Arrhythmia severity in mouse models harboring RyR2 mutations with varied extent of channel activity.

Abstract

Genetic mutations in the type 2 ryanodine receptor (RyR2) can cause life-threatening arrhythmias, and to date, more than 300 of disease-linked mutations have been reported. Among arrhythmic diseases caused by gain-of-function type RyR2 mutations, catecholaminergic polymorphic ventricular tachycardia (CPVT) is the most common, and its arrhythmia severity ranges from mild to severe depending on mutation sites. In addition, most CPVT-linked RyR mutations are not associated with morphological change in heart, but some RyR2 mutations have reported to cause cardiomyopathy such as dilated cardiomyopathy (DCM) and left ventricular non-compaction (LVNC).

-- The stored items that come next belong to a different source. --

PR #684, opened 2017-07-17
Adding defaults to workbox-build

### LINKED ISSUE #421: Defaults in sw-build
**Library Affected**:
sw-build

**Browser & Platform**:
N/A

Issue

So `sw-build` should have a defined set of defaults to it, which it can use if the developer passes nothing.

This will also avoid various build step plugins to define these defaults randomly on their own will.

gauntface:

Fixes #421

Sets default glob pattern to include js,css and html

### DIFF
--- a/package-lock.json
+++ b/package-lock.json
@@ -2,27 +2,12 @@
   "name": "workbox",
   "version": "0.0.0",
   "lockfileVersion": 1,
-  "requires": true,
   "dependencies": {
-    "JSONStream": {
-      "version": "1.3.1",
-      "resolved": "https://registry.npmjs.org/JSONStream/-/JSONStream-1.3.1.tgz",
-      "integrity": "sha1-cH92HgHa6eFvG8+TcDt4xwlmV5o=",
-      "dev": true,
-      "requires": {
-        "jsonparse": "1.3.1",
-        "through": "2.3.8"
-      }
-    },
     "accepts": {
       "version": "1.3.3",
       "resolved": "https://registry.npmjs.org/accepts/-/accepts-1.3.3.tgz",
       "integrity": "sha1-w8p0NJOGSMPg2cHjKN1otiLChMo=",
-      "dev": true,
-      "requires": {
-        "mime-types": "2.1.15",
-        "negotiator": "0.6.1"
-      }
+      "dev": true
     },
     "acorn": {
       "version": "5.1.1",
@@ -35,9 +20,6 @@
       "resolved": "https://registry.npmjs.org/acorn-dynamic-import/-/acorn-dynamic-import-2.0.2.tgz",
       "integrity": "sha1-x1K9IQvvZ5UBtsbLf8hPj0cVjMQ=",
       "dev": true,
-      "requires": {
-        "acorn": "4.0.13"
-      },
       "dependencies": {
         "acorn": {
           "version": "4.0.13",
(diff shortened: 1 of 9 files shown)


packages/workbox-build/src/lib/get-file-manifest-entries.js
```diff
@@ -63,7 +65,12 @@ const getFileManifestEntries = (input) => {
     return Promise.reject(
       new Error(errors['both-glob-patterns-static-file-globs']));
   }
-  const globPatterns = input.globPatterns || input.staticFileGlobs;
+
+  let globPatterns = input.globPatterns || input.staticFileGlobs;
+  if (typeof input.globPatterns === 'undefined' &&
```
jeffposnick: Would

```js
if (typeof globPatterns === 'undefined') {
  globPatterns = constants.defaultGlobPatterns;
}
```

be equivalent?

packages/workbox-build/src/lib/generate-sw.js
```diff
@@ -18,6 +18,8 @@ const constants = require('./constants');
  * `globPatterns` against.
  * @param {Array<String>} input.globPatterns Files matching against any of
  * these glob patterns will be included in the file manifest.
+ *
+ * Defaults to ['**\/*.{js,css}']
```
jeffposnick: Here and elsewhere, you can drop the `\` character in `['**\/*.{js,css}']`.

packages/workbox-build/test/node/get-file-manifest-entries.js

The mechanisms underlying the differences in the manifestation of disease phenotypes and the arrhythmia severity are not well understood. We have established a procedure to quantitatively evaluate homozygous mutant RyR2 channel activities using HEK293 cell expression system and investigated the relation to arrhythmia severity in human patients (Kurebayashi at al., J Gen Physiol 2022). Based on the study, we selected multiple lines of mice expressing RyR2 mutations with different degrees of channel activation, and investigated the severity of arrhythmia, the presence or absence of cardiomyopathy, myocardial [3H]ryanodine binding activity, and properties of Ca2+ signals in cardiomyocytes. Our results indicate that arrhythmia severity in RyR2-mutant mice was in good agreement with that predicted from HEK293 cell system.